I have tried to know more about limit calculations about the product of the function $f$ and it's inverse compositional $f^{-1}$ as example I have took the bellow example which mixed me in wolfram alpha , the function $e^x \log x$ defined over $(0,+\infty)$ and it has a limit equal's $0$ at $x= -\infty$ , as shown here in wolfram alpha , now my question here is
Question: Is really $\displaystyle \lim _{x\to-\infty}e^x \log x=0$ and what it does meant this in wolfram alpha?
What does this mean? Well, if we let this be a complex valued function then we have that $\frac{d}{dz} \log(z) = \frac 1z$, and so $$\lim_{x \to -\infty} \log(x)e^x$$ $$=\lim_{x \to \infty} \frac{\log(-x)}{e^x} $$ Where we let $x \to -x$. Now we apply L'Hôpital to get $$=\lim_{x \to \infty} \frac{-1}{xe^x} $$ Clearly the denominator grows without bounds, and thus the fraction approaches zero.
Another approach is to let $z = re^{i \phi} $ and note that $\log(z) = \log(r) + i(\phi + 2k\pi)$. Here we can write this as $\log(-x) = \log(x) +(2k+1)\pi i$ because we have that $x$ is a positive real. By noticing the growth of each each term is less than $e^x$ we can conclude with a little work.
To answer the OP more directly perhaps, what is happening here is the analytic continuation of the function $\log(x) $ from $\mathbb{R}_{>0} $ to $\mathbb{R}$ (which we can further generalize to let $x$ be an element of $\mathbb{C} $)
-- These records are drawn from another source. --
Issue #1457, opened 2022-09-16
Refactor: use `navState` for all route actions (instead of props/searchParams)


escapedcat:
### Is your feature request related to a problem?

We aligned all LNURL-actions to use `navState` with i.e. #1269 

Some actions are still using the old pattern, i.e.:
- https://github.com/getAlby/lightning-browser-extension/blob/master/src/app/router/Prompt/Prompt.tsx#L75
- https://github.com/getAlby/lightning-browser-extension/blob/master/src/app/router/Prompt/Prompt.tsx#L92
- https://github.com/getAlby/lightning-browser-extension/blob/master/src/app/router/Prompt/Prompt.tsx#L108
- https://github.com/getAlby/lightning-browser-extension/blob/master/src/app/screens/Home/index.tsx#L260-L275

### Describe the solution you'd like

These components should not use props/searchParams but `navState` like the LNURL-action-components i.e.:
https://github.com/getAlby/lightning-browser-extension/blob/master/src/app/screens/LNURLPay/index.tsx

To keep this easy to review multiple PRs should be created for each route-action.

### Are you working on this?

No

PR #1486, opened 2022-09-20
chore: align confirmkeysend to use navstate

im-adithya:

Uses navstate in confirmkeysend

### Link this PR to an issue

#1457

### Checklist

### DIFF
--- a/src/app/screens/ConfirmKeysend/index.test.tsx
+++ b/src/app/screens/ConfirmKeysend/index.test.tsx
@@ -1,0 +1,95 @@
+import { render, screen, act } from "@testing-library/react";
+import userEvent from "@testing-library/user-event";
+import { MemoryRouter } from "react-router-dom";
+import { settingsFixture as mockSettings } from "~/../tests/fixtures/settings";
+import * as SettingsContext from "~/app/context/SettingsContext";
+import type { OriginData } from "~/types";
+
+import ConfirmKeysend from "./index";
+
+jest.spyOn(SettingsContext, "useSettings").mockReturnValue({
+  settings: mockSettings,
+  isLoading: false,
+  updateSetting: jest.fn(),
+  getFiatValue: jest
+    .fn()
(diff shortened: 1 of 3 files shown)


src/app/screens/ConfirmKeysend/index.test.tsx
```diff
@@ -0,0 +1,95 @@
...
+    expect(screen.getByText("21 sats")).toBeInTheDocument();
+    expect(screen.getByText("(~$0.01)")).toBeInTheDocument();
+    expect(screen.queryByText("~$0.05")).not.toBeInTheDocument();
+
+    await act(() => {
+      user.click(screen.getByText("Remember and set a budget"));
+    });
+
+    const input = await screen.findByLabelText("Budget");
+    expect(input).toHaveValue(210);
```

Mathematica evaluates $\log{x}$ for $x<0$ as $\pi i+\log{(-x)}$. Since $\lim_{x\rightarrow-\infty}\exp{(x)}=0$ and $\lim_{x\rightarrow-\infty}\exp{(x)}\log{(-x)}=0$, you have Mathematica claiming that $\lim_{x\rightarrow-\infty}\exp{(x)}\log{(x)}=0$. I am assuming wolfram alpha behaves in the similar way.
In THIS ANSWER, I showed that for the principal branch of the complex logarithm
$$|\text{Log}(z)|\le \sqrt{|z-1|^2+\pi^2}$$
for $|z|\ge 1$. Then, we have for $x<-1$
$$\begin{align} \left|e^x\log(x)\right|&\le e^x \sqrt{|x-1|^2+\pi^2}\\\\ &=\frac{\sqrt{|x-1|^2+\pi^2}}{e^{|x|}}\\\\ &\le \frac{\sqrt{|x-1|^2+\pi^2}}{|x|^2/2}\\\\ \end{align}$$
whereupon applying the squeeze theorem yields the coveted limit.
Note for any other branch of the logarithm $|\text{Log}(z)|\le \sqrt{|z-1|^2+(k\pi)^2}$ for any integer $k$. And we arrive at the same result.